Dataset entries

+---+

PR #75, opened 2026-04-09
feat: multiplexed client connections and activity monitoring (runtime M1)

yuezengwu:
## Summary

- **Multiplexed client model**: Shift from 1:1 agent→server WebSocket to one persistent connection per SDK process (`ClientConnection`), supporting multiple agents via `agent:bind`/`agent:unbind` protocol
- **Client tracking**: New `clients` table, `ClientService`, and admin API (`/admin/clients`) for connection lifecycle management with heartbeat and stale cleanup
- **Activity monitoring**: New `ActivityService` tracks per-agent runtime state (idle/working/error), session counts, errors, and task references — exposed via `/admin/agents/activity` and a new dashboard Activity page with agent/client dual-view tabs
- **Presence enrichment**: `agent_presence` extended with `clientId`, runtime fields (`runtimeType`, `runtimeVersion`, `runtimeState`, `runtimeDescription`), and activity counters
- **Dashboard**: Activity page with 5s agent / 10s client auto-refresh, state badges, reset-error and force-disconnect actions

## Test plan

- [ ] `pnpm test` — new tests for `ClientService`, `ConnectionManager`, and `ClientConnection`
- [ ] `pnpm typecheck && pnpm check` — full type and lint pass
- [ ] Manual: start server, connect a client SDK, verify `client:register` → `agent:bind` flow
- [ ] Manual: verify Activity page shows connected agents and clients with live refresh
- [ ] Manual: test force-disconnect and reset-activity admin actions

### DIFF
--- a/packages/client/src/__tests__/client-connection.test.ts
+++ b/packages/client/src/__tests__/client-connection.test.ts
@@ -1,0 +1,313 @@
+import { EventEmitter } from "node:events";
+import { describe, expect, it, vi } from "vitest";
+
+/**
+ * Unit tests for ClientConnection — mock WebSocket, no real server.
+ *
+ * Focus:
+ * - ref-based correlation for bind responses (P1-1)
+ * - error responses matched to correct pending bind via ref (P1-3)
+ * - pending binds rejected on WS close (P2-3)
+ * - pending binds rejected on disconnect() (P2-4)
+ * - reconnect triggers rebind for all boundAgents (P2-1)
+ * - connect() fast-fails on early socket closure (P2-2)
+ */
+
+// -- Mock WebSocket --
+
+class MockWebSocket extends EventEmitter {
+  static CONNECTING = 0;
+  static OPEN = 1;
+  static CLOSING = 2;
+  static CLOSED = 3;
+  readyState: number = MockWebSocket.CONNECTING;
+  sent: string[] = [];
+
+  send(data: string) {
+    this.sent.push(data);
+  }
+
+  close(_code?: number, _reason?: string) {
+    this.readyState = MockWebSocket.CLOSED;
+    this.emit("close");
+  }
+
+  terminate() {
+    this.readyState = MockWebSocket.CLOSED;
+    this.emit("close");
+  }
+
+  removeAllListeners() {
+    super.removeAllListeners();
+    return this;
+  }
+
+  receiveMessage(msg: Record<string, unknown>) {
+    this.emit("message", Buffer.from(JSON.stringify(msg)));
+  }
+
+  simulateOpen() {
+    this.readyState = MockWebSocket.OPEN;
+    this.emit("open");
+  }
+}
+
+// Track the latest mock WS instance
+let latestMockWs: MockWebSocket;
+
+vi.mock("ws", () => {
+  // Must use Reflect.construct to return a custom object from `new WebSocket(url)`
+  // while satisfying biome's no-constructor-return rule.
+  function createMockWs() {
+    const instance = new MockWebSocket();
+    latestMockWs = instance;
+    setTimeout(() => {
+      if (instance.readyState === MockWebSocket.CONNECTING) {
+        instance.simulateOpen();
+      }
+    }, 0);
+    return instance;
+  }
+  const MockWS = new Proxy(createMockWs, {
+    construct: () => createMockWs() as object,
+  });
+  Object.assign(MockWS, { CONNECTING: 0, OPEN: 1, CLOSING: 2, CLOSED: 3 });
+  return { default: MockWS, __esModule: true };
+});
+
+// Must import AFTER vi.mock
+const { ClientConnection } = await import("../client-connection.js");
+
+/** Parse a sent message by index. Throws if missing. */
+function parseSent(ws: MockWebSocket, idx: number): Record<string, string> {
+  const raw = ws.sent[idx];
+  if (!raw) throw new Error(`No message at index ${idx}`);
+  return JSON.parse(raw) as Record<string, string>;
+}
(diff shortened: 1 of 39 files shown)


baixiaohang (commented):
## Code Review: Runtime M1 — Multiplexed Client Connections

Overall quality is good. The architecture aligns well with the `agent-runtime-m1.20260409.md` design doc — multiplexed WS model, `runtime_state` as the single authority for "is agent running", and the Client → Agent → Session hierarchy are all correctly implemented.

Below are findings organized by severity.

---

### 🔴 Critical — recommend fixing before merge

**1. `client:register` allows hostile clientId takeover**
`packages/server/src/api/agent/ws-client.ts`

The `/agent/ws/client` WS endpoint has no HTTP-layer auth (by design — auth happens at `agent:bind`). However, `client:register` itself requires no credentials. An attacker can send `client:register` with an existing clientId, and `setClientConnection` will silently overwrite the legitimate client's WS reference in the `clientConnections` Map.

**Suggestion:** `setClientConnection` should reject or close an existing active connection before accepting a new one for the same clientId. Also consider adding rate-limit to the WS endpoint.

---

### 🟠 Major — should fix before or shortly after merge

**2. `agent:message` event passes `inboxId` instead of `agentId` — semantic mismatch**
`packages/client/src/client-connection.ts` — `handleMessage` / `new_message` branch

```typescript
} else if (type === "new_message") {
  const inboxId = msg.inboxId as string | undefined;
  if (inboxId) {
    this.emit("agent:message", inboxId, msg);
  }
}
```

The event signature is `[agentId: string, data: unknown]`, but it emits `inboxId`. In AgentSlot, every slot listens to the same `ClientConnection` and triggers `pullAndDispatch()` on every message — O(N) amplification in multi-agent mode. Functionally correct for now (each agent pulls its own inbox), but the wrong identifier will become a real bug when fine-grained routing is added.

**3. AgentSlot M1 path calls `sdk.register()` after `bindAgent` — redundant registration**
`packages/client/src/runtime/agent-slot.ts`

`bindAgent` already authenticates and sets presence (including `clientId`, `runtimeState`) on the server. The subsequent `sdk.register()` (`POST /agent/register`) is an extra HTTP call that may overwrite the `clientId` / `instanceId` just set by bind.

**Suggestion:** Replace with `sdk.getMe()` (read-only) or skip entirely since bind already returns agent info.

**4. Legacy `forceDisconnect(agentId)` closes the entire Client WS in M1 mode**
`packages/server/src/services/connection-manager.ts`

`bindAgentToClient` writes the client's WS into the legacy `activeConnections` Map. When admin calls `forceDisconnect(agentId)` (still used by existing admin agents API), it calls `ws.close()` on the shared client WS, disconnecting ALL agents on that client — not just the target.

**Suggestion:** In M1 mode, `forceDisconnect` should send an `agent:force_disconnect` message and call `unbindAgentFromClient` instead of closing the socket.

**5. `cleanupStaleClients` doesn't reset `agent_presence.client_id`**
`packages/server/src/services/client.ts`

The raw SQL in `cleanupStaleClients` resets runtime fields (`runtime_state`, `active_sessions`, etc.) but omits `client_id = NULL`. After stale cleanup, `agent_presence.client_id` still points to the disconnected client.

**6. `db.execute` return type assumption**
`packages/server/src/services/client.ts` — `cleanupStaleClients`

`result.length` and `result.map(r => r.id)` assume `db.execute<T>()` returns `T[]`. Depending on the Drizzle ORM version, it may return `{ rows: T[], rowCount: number }` instead, which would cause a runtime error.

---

### 🟡 Minor — can be addressed in follow-up PRs

| # | Location | Issue |
|---|---|---|
| 7 | `ActivityService.resetActivity` | Can set `runtimeState = "idle"` on a disconnected agent (clientId is null). Should check that agent is still bound before resetting. |
| 8 | `SessionManager.notifyStateChange` | Never reports `"error"` state — only toggles between `idle` and `working`. Activity dashboard Error count will always be 0 unless reported via REST. |
| 9 | `AgentRuntime` | Single-agent mode defaults to legacy `AgentConnection` (`useClientConnection ?? entries.length > 1`), meaning no activity reporting for single-agent users. Consider defaulting to `true`. |
| 10 | Migration `0009` | No index on `agent_presence.client_id` — `disconnectClient` and `cleanupStaleClients` both query `WHERE client_id = ?`. |
| 11 | `clients.id` | Accepts arbitrary client-provided strings as PK (`z.string().min(1).max(100)`). Consider validating UUID format or generating server-side. |
| 12 | `AgentSlot` | `agent:message` listener added in `start()` is never removed in `stop()` — potential memory leak if slot is stopped while ClientConnection lives on. |
| 13 | `agent-detail.tsx` | Uses `as Record<string, unknown>` to access M1 fields — violates project's "No `as` assertions" convention. Update the TypeScript response type instead. |
| 14 | `ws-client.ts` | Variable shadowing: inner `const raw = data.token` shadows outer `socket.on("message", async (raw) => ...)`. Rename to `rawToken`. |
| 15 | Tests | Missing coverage for: `unbindAgent`, `reportActivity`, heartbeat timing, concurrent `connect()` calls, and `bindAgent` after `disconnect()`. |
| 16 | `listClients` | Only returns `status = "connected"` clients — no way to view disconnected/historical clients. Consider adding a `status` filter param. |

---

### Summary

The multiplexed client model, ref-based bind correlation, and the clean DB schema / service separation are well done. Recommend addressing **Critical #1** (clientId takeover) and **Major #4** (forceDisconnect scope) before merge, as they can cause real issues in multi-agent deployments. The rest can be tracked as follow-ups.

baixiaohang (approved):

+---+

Among the lines above, find each one containing the string "Manual" and copy it.

RESULT OF THIS EXERCISE »
- [ ] Manual: start server, connect a client SDK, verify `client:register` → `agent:bind` flow
- [ ] Manual: verify Activity page shows connected agents and clients with live refresh
- [ ] Manual: test force-disconnect and reset-activity admin actions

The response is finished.